All of that hard work sending out resumes has finally paid off, and you’ve been called for an interview. Congratulations! This is an important next step in your job search. It’s also your only chance to make a lasting first impression.
The following are the five key ways to turn that job interview into a job offer:
1. Take the Interview Seriously: Don’t make the mistake of thinking the interview is just a formality. Even if all the preliminaries have gone well, don’t be cavalier and start imagining how you’ll start spending your new salary. The biggest error you can make is to assume that, because you’ve gotten this far, the job is in the bag.
2. Dress for Success: How you present yourself during your initial meeting with a potential employer is very important, and your physical appearance can speak volumes to someone who’s meeting you for the first time. Even if you know that the firm allows employees to wear jeans, don’t sabotage yourself by showing up to the interview in casual clothing. Dress conservatively for interviews and avoid bright, flashy colors and patterns. Solid navy blue or medium to dark gray is usually best.
3. Show Why You’re the Best Choice: Be familiar with the job description of the position for which you’re interviewing so you can illustrate how your experience, abilities and strengths are in line with the company’s needs. Many potential employers want to know why they should hire you specifically. Make it clear to them.
4. Do Not Be Modest: Failing to talk yourself up during an interview is one of the most self-defeating mistakes you can make. This isn’t the time for humility, so sing your praises! Don’t be afraid to talk up everything you have accomplished, whether in school or in previous companies. Remember, this is your time to shine.
5. Do Not Talk Too Much: Be careful not to talk over the interviewer. This meeting should be an easy, two-way conversation, but many interviewees cover up their nervousness by blathering on. Sit calmly and listen carefully, and always answer questions thoughtfully.
6. Do Not Focus on the Salary: Don’t start talking about money too soon into the interview. Focusing on your salary requirements and previous salary history right off the bat may cause you to reveal too much. While the topic of salary will certainly come up, follow the interviewer’s lead. He or she may be saving that particular topic for a later conversation.

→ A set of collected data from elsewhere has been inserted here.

PR #177, opened 2018-09-12
Use intermediate Dockerfile

thefringeninja:
`-v %cd%:/repo` is causing problems on linux, since the container is running as root and creating files during the build, which then end up on the host's filesystem. Since these files have permissions 0600 you can't overwrite them without sudo - e.g. when you run a build via your IDE.

### DIFF
--- a/Dockerfile
+++ b/Dockerfile
@@ -1,4 +1,4 @@
-FROM microsoft/dotnet:2.1.401-sdk-alpine3.7 AS build
+FROM microsoft/dotnet:2.1.402-sdk-alpine3.7 AS build
 WORKDIR /src
 
 COPY ./src/*.sln ./
--- a/Dockerfile
+++ b/Dockerfile
@@ -1,0 +1,22 @@
+FROM microsoft/dotnet:2.1.401-sdk-alpine3.7 AS build
+WORKDIR /src
+
+COPY ./src/*.sln ./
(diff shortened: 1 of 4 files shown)


damianh:
I want to study this a bit before merging thx.

Dockerfile
```diff
@@ -0,0 +1,22 @@
+FROM microsoft/dotnet:2.1.401-sdk-alpine3.7 AS build
```
damianh: Bump this to `4.0.2`.

Dockerfile
```diff
@@ -0,0 +1,22 @@
...
+WORKDIR /src
+
+COPY ./src/*.sln ./
+COPY ./src/*/*.csproj ./
+RUN for file in $(ls *.csproj); do mkdir -p ./${file%.*}/ && mv $file ./${file%.*}/; done
```
damianh: Did you copy this from somewhere? Is there a description of why it is structured this particular way?

damianh: I presume there is some perf aspect / benefit of levergaging image layers, but a discription would be good. Thx

thefringeninja: When you do a copy operation in docker with a wild card, the file system hierarchy is not preserved - it's flattened instead: https://github.com/moby/moby/issues/15858

PR #178, opened 2018-09-12
Using 2.1.402-sdk-alpine image

damianh:


damianh:
Ignoring in favour of #177

PR #186, opened 2018-10-02
remove redundant dotnet restore commands

adamralph:
The restore for the `build` project is done as part of `dotnet run`, and the restore for the solution is done as part of `dotnet build` in the `build` target.

The restores in `Dockerfile` are redundant, and they add to the build time unnecessarily. The solution restore is especially redundant when running `build.cmd` in a way that does not run the `build` target. E.g. `build.cmd -n`, `build.cmd -D -I`, etc.

The removal of these lines may also make some of the other lines in the file redundant, but being a Docker noob I'm not 100% sure, so I'm leaving the rest as-is.

### DIFF
--- a/Dockerfile
+++ b/Dockerfile
@@ -11,15 +11,11 @@ RUN for file in $(ls *.csproj); do mkdir -p ./${file%.*}/ && mv $file ./${file%.
 
 COPY ./NuGet.Config ./
 
-RUN dotnet restore
-
 COPY ./src .
 
 WORKDIR /build
 
 COPY ./build/build.csproj .
-
-RUN dotnet restore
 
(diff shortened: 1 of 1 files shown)


thefringeninja:
It may increase build time on the server, but due to the way docker caching works it significantly reduces build times when working locally.

adamralph:
@thefringeninja ah, yeah, I see that now:

```
Step 7/13 : RUN dotnet restore
 ---> Using cache
 ---> a072cc83a833
```

This Docker stuff is cleverer than I realised. 😵

It's still redundant when the `build` target isn't being run, but only the first time `build.cmd` is invoked, so that's a small price to pay.

PR #589, opened 2026-08-25
fix: treat ttl_seconds as an ignored push_config field

xiaofan-luan:
## What changed

- Treat ttl_seconds as an ignored client command field instead of validating its type.
- Keep the existing ignored-key response semantics for stray payload fields.
- Update the focused telemetry test.

## Why

ttl_seconds belongs to the server-side PushClientCommandRequest API and is not part of the ClientCommand contract delivered to SDKs. A stray field should therefore be reported as ignored rather than causing the full push_config command to fail.

Follow-up to #585.

## Validation

- cmake --build build --target testing-ut -j 8
- build/test/testing-ut --gtest_filter=ClientTelemetryTest.RejectsWrongCommandPayloadTypes --gtest_color=no
- git diff --check upstream/master..HEAD

### DIFF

7. Be Professional: Even if you hated your former boss or felt your previous employer treated you unfairly, a job interview isn’t the place to launch into a litany of complaints. If you were laid off or fired from a previous position, be prepared with an explanation that puts a positive spin on the circumstances.

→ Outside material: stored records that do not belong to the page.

PR #591, opened 2026-08-31
Align RBAC/GetServerVersion with pymilvus

yhmo:


src/impl/MilvusClientV2Impl.cpp
```diff
@@ -3659,11 +3696,23 @@ MilvusClientV2Impl::UpdatePassword(const UpdatePasswordRequest& request) {
...
-    return connection_.Invoke<proto::milvus::UpdateCredentialRequest, proto::common::Status>(
+    auto status = connection_.Invoke<proto::milvus::UpdateCredentialRequest, proto::common::Status>(
         pre, &MilvusConnection::UpdateCredential, nullptr);
+    if (!status.IsOk()) {
+        return status;
+    }
+
+    if (request.ResetConnection()) {
+        // reconnect with the new credentials so subsequent RPCs keep the updated identity
+        return connection_.ResetUserCredentials(request.UserName(), request.NewPassword());
```
yhmo: src/impl/MilvusClientV2Impl.cpp line:3713
Medium ---- Partial-mutation on ResetConnection: if the UpdateCredential RPC succeeds but the reconnect issued by ResetUserCredentials fails, the server password has already been changed yet this method returns the reconnect error. The existing connection still holds the old credentials, so subsequent RPCs on this client fail authentication, and a caller retrying with the old password also fails. Consider distinguishing "password updated, reconnect failed" from a total failure in the returned Status (or documenting that the caller must reconnect manually with the new password) so the partially-mutated state is not silent.

src/impl/MilvusClientV2Impl.cpp
```diff
@@ -2656,8 +2682,19 @@ MilvusClientV2Impl::compact(const std::string& database_name, const CompactReque
...
-            rpc_request.set_target_size(request.TargetSize());
+        rpc_request.set_l0compaction(request.IsL0());
+        if (request.TargetSize() != 0) {
+            if (request.TargetSize() < 0) {
+                return Status{StatusCode::INVALID_ARGUMENT, "target_size must be a positive integer"};
+            }
+            int64_t target_size_mb = 0;
+            std::string normalized;
+            const std::string target_size_text = std::to_string(request.TargetSize()) + request.TargetSizeUnit();
+            auto status = ParseTargetSizeMB(target_size_text, target_size_mb, normalized);
```
yhmo, line 2710: src/impl/MilvusClientV2Impl.cpp line:2693
Low ---- Compact now routes TargetSize through ParseTargetSizeMB, whose error text is worded for the Optimize API ("Invalid optimize target size ...", "Optimize target size must be at least 1MB"). A Compact caller that passes an invalid unit (e.g. "xq") or a sub-1MB value will see "optimize" wording, which is misleading in this context. Consider generalizing the helper message or wrapping it here so the error matches the Compact operation.

src/impl/MilvusClientV2Impl.cpp
```diff
@@ -104,6 +104,32 @@ MilvusClientV2Impl::GetServerVersion(std::string& version) {
...
+        response.SetVersion(info.build_tags());
+        response.SetBuildTime(info.build_time());
+        response.SetGitCommit(info.git_commit());
+        response.SetGoVersion(info.go_version());
+        response.SetDeployMode(info.deploy_mode());
+        return Status::OK();
+    };
+
+    return connection_.Invoke<proto::milvus::ConnectRequest, proto::milvus::ConnectResponse>(
+        nullptr, &MilvusConnection::ConnectRpc, post);
```
yhmo: src/impl/MilvusClientV2Impl.cpp line:130
Low ---- The Detail() path issues a Connect RPC with a default-constructed ConnectRequest (no client_info), whereas pymilvus populates client_info via register_request and this SDK's own MilvusConnection::Connect handshake fills sdk_type/sdk_version/user. Server-side Connect logging/telemetry will not see the SDK identity for this call. Consider populating client_info here for parity with the normal connect flow.

src/impl/MilvusClientV2Impl.cpp
yhmo, line 2710: src/impl/MilvusClientV2Impl.cpp line:2693
Low ---- This compact path reuses ParseTargetSizeMB, whose error strings still say "optimize" (e.g. "Invalid optimize target size unit: 1xq" and "Optimize target size must be at least 1MB"). A Compact caller who passes an invalid unit or a sub-1MB target size will see an error that references "optimize", which is misleading. Consider making the helper's messages generic (e.g. "target size") or wrapping the status text here so Compact users get compact-specific wording.

src/impl/MilvusClientV2Impl.cpp
yhmo: src/impl/MilvusClientV2Impl.cpp line:3713
Low ---- Partial-state concern: UpdateCredential has already succeeded server-side before ResetUserCredentials() runs. If the reconnect fails (network error, or the new credentials rejected during the Connect handshake), UpdatePassword returns the reconnect error even though the password was actually changed, so a caller could retry with the old password or conclude the update failed. Consider documenting this semantics, or returning the RPC status as primary when the reset fails. Note also the IT test UpdatePasswordResetConnection only asserts the UpdateCredential request and OK status; it does not verify the follow-up Connect actually used the new credentials, so the reset path is only partially exercised.

src/impl/MilvusClientV2Impl.cpp
yhmo: The issue is confirmed fixed. Resolving this conversation.

src/impl/MilvusClientV2Impl.cpp

src/impl/MilvusClientV2Impl.cpp
yhmo: The issue is confirmed fixed. Resolving this conversation.

src/impl/MilvusClientV2Impl.cpp

test/st/MilvusContainerEnv.h
```diff
@@ -96,15 +96,9 @@ class MilvusContainerEnv : public ::testing::Environment {
...
-            "docker inspect -f '{{range .NetworkSettings.Networks}}{{.IPAddress}}{{end}}' " + container_id_ + " 2>&1";
-        std::string container_ip = execCommand(inspect_cmd);
-        container_ip.erase(container_ip.find_last_not_of(" \n\r\t") + 1);
-        container_ip.erase(0, container_ip.find_first_not_of(" \n\r\t"));
-        std::cout << "Milvus container IP: " << container_ip << std::endl;
-
-        setenv("MILVUS_HOST", container_ip.c_str(), 1);
+        // The tests connect to the host-published gRPC port (29730), which is only
+        // reachable through the host loopback, not the container's internal IP.
+        setenv("MILVUS_HOST", "127.0.0.1", 1);
```
yhmo, line 101: test/st/MilvusContainerEnv.h line:101
Medium ---- This change is unrelated to the stated RBAC/GetServerVersion alignment and bundles ST-harness churn into the feature PR: Milvus gRPC port 19530->29730, health 9091->19291, MinIO 9000->19200 (milvus_container.py, MilvusServerTest.h and several Test*.cpp), and MILVUS_HOST is now hardcoded to 127.0.0.1. The previous code deliberately resolved the container IP because "localhost may not work in CI"; hardcoding 127.0.0.1 only works when the test process and the Docker daemon share the same loopback (typical local Docker) and can regress CI setups that run the tests in a separate container / docker-in-docker, where the host-published port is not reachable via 127.0.0.1. If these renumbering and host-resolution changes are required to unblock CI (e.g. avoiding port conflicts on a shared runner), please split them into a separate test-infra PR or document why loopback is safe, so the feature change stays reviewable and the harness change is explicit.

yhmo: Thanks for the review. The ST-harness renumbering is intentional: the host ports were moved (gRPC 29730, health 19291, MinIO 19200) to avoid collisions on the shared CI runner. The ST tests run inside the `coverage-ubuntu` job directly on the GitHub runner, which shares the loopback with the Docker daemon, so `127.0.0.1:29730` reaches the host-published port. The previous container-IP resolution broke after this renumbering because the Milvus container only listens on 19530 internally, and no docker-in-docker / nested-container topology is used in this pipeline, so hardcoding the loopback is safe here. No change needed.

src/impl/MilvusClientV2Impl.cpp
```diff
@@ -3659,11 +3713,29 @@ MilvusClientV2Impl::UpdatePassword(const UpdatePasswordRequest& request) {
...
 
-    return connection_.Invoke<proto::milvus::UpdateCredentialRequest, proto::common::Status>(
+    auto status = connection_.Invoke<proto::milvus::UpdateCredentialRequest, proto::common::Status>(
         pre, &MilvusConnection::UpdateCredential, nullptr);
+    if (!status.IsOk()) {
+        return status;
+    }
+
+    if (request.ResetConnection()) {
+        auto reset_status = connection_.ResetUserCredentials(request.UserName(), request.NewPassword());
```
yhmo, line 3729: src/impl/MilvusClientV2Impl.cpp line:3729
Low ---- The ResetConnection failure branch here (password updated, reconnect with new credentials failed) is documented and carefully worded, but no test exercises it. TestPrivilege.cpp::UpdatePasswordResetConnection only covers the success path (the second Connect RPC succeeds). Consider an IT case where the reconnect Connect fails, asserting the partial-state Status message so a future refactor cannot silently change the documented contract.

src/include/milvus/request/rbac/UpdatePasswordRequest.h
```diff
@@ -86,10 +86,58 @@ class MILVUS_SDK_API UpdatePasswordRequest {
...
+
+    /**
+     * @brief Whether to reset the current connection with the new credentials after the password is updated.
+     */
+    bool
+    ResetConnection() const;
+
+    /**
+     * @brief Set whether to reset the current connection with the new credentials after the password is updated.
+     * When true, the client reconnects using the new password so subsequent RPCs keep working.
```
yhmo, line 115: src/include/milvus/request/rbac/UpdatePasswordRequest.h line:115
Low ---- ResetConnection() reconnects with the *target* user's credentials (ResetUserCredentials(UserName(), NewPassword())). When the caller is connected as a different user (e.g. an admin resets another user's password) or connected via token, this silently switches the connection identity to the updated user and clears any existing token. Consider documenting this identity-switch behavior on the option so callers do not rely on "subsequent RPCs keep working" in the admin/other-user case.

yhmo: as designed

8. Ask Questions: Your resume may be impressive on paper, but employers also appreciate a candidate who can ask several intelligent questions during an interview. Always be sure to prepare at least three or four questions in advance to ask the interviewer. Interviews are an exchange of information, so not having questions can reveal a lack of preparation.
9. Be Enthusiastic: This is your first and sometimes only chance to showcase your personality. Don’t walk in announcing how you’re having a bad day. Be polite and upbeat. Show your enthusiasm for both the job and the opportunity to interview for it. And don’t forget to thank the person at the end of the interview!
10. Send a Thank-You Note: Make sure to send a handwritten thank-you note or polite email to the interviewer expressing gratitude for his or her time and consideration. And while you don’t want to start calling the company on a daily basis, a phone call checking in a week after the interview is perfectly acceptable.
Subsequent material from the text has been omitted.